-- Opening Marker --

PR #569, opened 2017-10-13
Host Endpoint converter and code cleanup for converter functions

mgleung:
## Description
Added the code to convert v2 Host Endpoint objects into their v1 equivalents

This is the rebased code from https://github.com/robbrockbank/libcalico-go/pull/3

## Todos
- [x] Tests
- [x] Release note

## Release Note

```release-note
None required
```


lib/backend/syncersv1/updateprocessors/hostendpointprocessor.go
```diff
@@ -0,0 +1,91 @@
...
+	}
+
+	v1key := model.HostEndpointKey{
+		Hostname:   v2res.Spec.Node,
+		EndpointID: v2res.GetName(),
+	}
+
+	var v1value *model.HostEndpoint
+	// Deletion operations will have empty values so skip if empty
+	if v2res != nil {
```
robbrockbank: This check isn't required actually.. you actually dereference v2Res above to get the Node name so it can't be nil

robbrockbank: When using the conflict resolving cache the conversion method only gets called for adds/modifies.  The deletes are handled using the data in the cache.

PR #714, opened 2017-12-01
conversion v1 to v3 node

tmjd:
```release-note
None required
```

### DIFF
--- a/lib/upgrade/etcd/conversionv1v3/node.go
+++ b/lib/upgrade/etcd/conversionv1v3/node.go
@@ -1,0 +1,151 @@
+// Copyright (c) 2017 Tigera, Inc. All rights reserved.
+
+// Licensed under the Apache License, Version 2.0 (the "License");
+// you may not use this file except in compliance with the License.
+// You may obtain a copy of the License at
+//
+//     http://www.apache.org/licenses/LICENSE-2.0
+//
+// Unless required by applicable law or agreed to in writing, software
+// distributed under the License is distributed on an "AS IS" BASIS,
+// WITHOUT WARRANTIES OR CONDITIONS OF ANY KIND, either express or implied.
+// See the License for the specific language governing permissions and
+// limitations under the License.
+
+package conversionv1v3
+
+import (
+	"fmt"
+
+	log "github.com/sirupsen/logrus"
+
+	apiv1 "github.com/projectcalico/libcalico-go/lib/apis/v1"
+	"github.com/projectcalico/libcalico-go/lib/apis/v1/unversioned"
+	apiv3 "github.com/projectcalico/libcalico-go/lib/apis/v3"
+	"github.com/projectcalico/libcalico-go/lib/backend/model"
+	cnet "github.com/projectcalico/libcalico-go/lib/net"
+)
+
+type Node struct{}
+
+// convertKVPairToAPI converts a KVPair containing a backend Node and NodeKey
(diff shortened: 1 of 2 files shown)


lib/upgrade/etcd/conversionv1v3/node.go
```diff
@@ -0,0 +1,151 @@
...
+		}
+
+		// If the backend has an IPv4 address then fill in the IPv4Address
+		// field.  If the IP network does not exist assume a full mask.
+		if bv.BGPIPv4Addr != nil {
+			if bv.BGPIPv4Net != nil {
+				// Stored network is normalised, so copy across the
+				// IP separately.
+				apiNode.Spec.BGP.IPv4Address = bv.BGPIPv4Net.String()
+				//apiNode.Spec.BGP.IPv4Address.IP = bv.BGPIPv4Addr.IP
```
caseydavenport: Commented out code still here.

lib/upgrade/etcd/conversionv1v3/node.go
```diff
@@ -0,0 +1,151 @@
...
+	}
+
+	bk, ok := d.Key.(model.NodeKey)
+	if !ok {
+		return nil, fmt.Errorf("Key is not a valid NodeKey resource: %v", d.Value)
+	}
+
+	apiNode := apiv3.NewNode()
+
+	apiNode.ObjectMeta.Name = convertName(bk.Hostname)
```
caseydavenport: We'll need to use the `convertNodeName` function when it exists.

lib/upgrade/etcd/conversionv1v3/node.go
```diff
@@ -0,0 +1,151 @@
...
+	"github.com/projectcalico/libcalico-go/lib/backend/model"
+	cnet "github.com/projectcalico/libcalico-go/lib/net"
+)
+
+type Node struct{}
+
+// convertKVPairToAPI converts a KVPair containing a backend Node and NodeKey
+// to an API Node structure.
+// This is part of the conversionHelper interface.
+func (_ Node) BackendV1ToAPIV3(d *model.KVPair) (Resource, error) {
```
caseydavenport: What's the plan for populating `Node.Spec.NodeBGPSpec.IPv4IPIPTunnelAddr`?

@tmjd @robbrockbank?

robbrockbank: That'll be retro-fitted by the upgrade script, but for simple YAML conversion it won't be possible to include that field.

tmjd: I added a comment saying that it needs to be populated external to the function.

lib/upgrade/etcd/conversionv1v3/node.go
tmjd: See if you like what I did with the alias function.

lib/upgrade/etcd/conversionv1v3/names.go
```diff
@@ -66,6 +66,11 @@ func convertNameNoDots(v1Name string) string {
 	return name
 }
 
+// Currently just an alias for convertName but it is expected to be different
```
caseydavenport: I think we probably don't want to do this aliasing - once we have a function we'll go around and find all the places we need to update.

For now, let's just use `convertName` in line.

tmjd:
I think this is ready to go now.

PR #715, opened 2017-12-01
Make name normalization a public method

robbrockbank:
## Description
Make the NameNormalization a public method and use it for the hostname normalization.
Update the name conversion to be deterministic by appending a qualifying hash.

## Todos
- [ ] Tests
- [ ] Documentation
- [ ] Release note

## Release Note

```release-note
None required
```

### DIFF
--- a/lib/upgrade/etcd/conversionv1v3/names.go
+++ b/lib/upgrade/etcd/conversionv1v3/names.go
@@ -15,6 +15,8 @@
 package conversionv1v3
 
 import (
+	"crypto/sha1"
+	"encoding/hex"
 	"fmt"
 	"net"
 	"regexp"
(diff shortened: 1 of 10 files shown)


lib/names/normalize.go
```diff
@@ -0,0 +1,47 @@
...
+)
+
+var (
+	nonNameChar               = regexp.MustCompile("[^-.a-z0-9]+")
+	dotDashSeq                = regexp.MustCompile("[.-]*[.][.-]*")
+	trailingLeadingDotsDashes = regexp.MustCompile("^[.-]*(.*?)[.-]*$")
+)
+
+// Convert a name to normalized form.  This is used for conversion of os.Hostname to a
+// suitable node name, and is also used for the v2->v3 migration code.
```
caseydavenport: I think this isn't really what we want to do - users need to pass in a valid hostname, and valid hostnames don't contain `/` characters. We shouldn't try to magically convert them away, we should return an error.

lib/names/hostname.go
```diff
@@ -1,16 +1,13 @@
...
+import "os"
 
 // Hostname returns this hosts hostname, converting to lowercase so that
 // it is valid for use in the Calico API.
 func Hostname() (string, error) {
 	if h, err := os.Hostname(); err != nil {
 		return "", err
 	} else {
-		return strings.ToLower(strings.TrimSpace(h)), nil
+		return NormalizeName(h), nil
```
caseydavenport: I think this is the part I'm scared about - this lets users request invalid hostnames, and we'll then scrub them and turn them into something else.

I'd much rather error out on an invalid hostname.

lib/upgrade/etcd/conversionv1v3/names.go
```diff
@@ -15,55 +15,44 @@
...
+	// If the name is different append a qualifier.
+	return qualifiedName(v1Name, name)
+}
+
+func qualifiedName(orig, final string) string {
+	// If the name was not modified, just return the unmodified name.
+	if orig == final {
+		return orig
+	}
+	// The name was modified.  Calculate an 8-byte hex qualifier to append.
```
caseydavenport: Do we have a name character limit? 

> By convention, the names of Kubernetes resources should be up to maximum length of 253 characters

Are we not afraid of going beyond that limit? Suppose we need to handle that case _anyway_ in the migration code... but are we?

lib/names/hostname.go
```diff
@@ -1,16 +1,13 @@
...
-)
+import "os"
 
 // Hostname returns this hosts hostname, converting to lowercase so that
 // it is valid for use in the Calico API.
 func Hostname() (string, error) {
 	if h, err := os.Hostname(); err != nil {
 		return "", err
 	} else {
-		return strings.ToLower(strings.TrimSpace(h)), nil
```
caseydavenport: Wonder if this code actually needs to do smart truncation of FQDNs that are longer that the maximum name length.

lib/upgrade/etcd/conversionv1v3/names.go
robbrockbank: current plan is to run validate over the converted data.   I hand't planned on attempting to fix up over-long names, but rather reject the config and allow the user the opportunity to fix it up.

PR #718, opened 2017-12-02
Add basic selector conversion parsing

caseydavenport:
## Description

A really basic implementation of the selector conversion, to get us unblocked for now.

We may want to consider fortifying it.

Namely, I think `calico/k8s_ns == 'default'` should really resolve to `projectcalico.org/namespace == 'default' && projectcalico.org/orchestrator == 'k8s'`, but I haven't implemented that yet and it's a lot harder.

## Todos
- [ ] Tests
- [ ] Documentation
- [ ] Release note

## Release Note

```release-note
None required
```


lib/upgrade/etcd/conversionv1v3/selectors_test.go
```diff
@@ -0,0 +1,27 @@
+package conversionv1v3
```
gunjan5: need license here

-- Closing Marker --

_Problem to solve_. Scan the data above and report each line in which "model" is present.

_Result of the exercise_.
+	v1key := model.HostEndpointKey{
+	var v1value *model.HostEndpoint
+	"github.com/projectcalico/libcalico-go/lib/backend/model"
+	bk, ok := d.Key.(model.NodeKey)
+	"github.com/projectcalico/libcalico-go/lib/backend/model"
+func (_ Node) BackendV1ToAPIV3(d *model.KVPair) (Resource, error) {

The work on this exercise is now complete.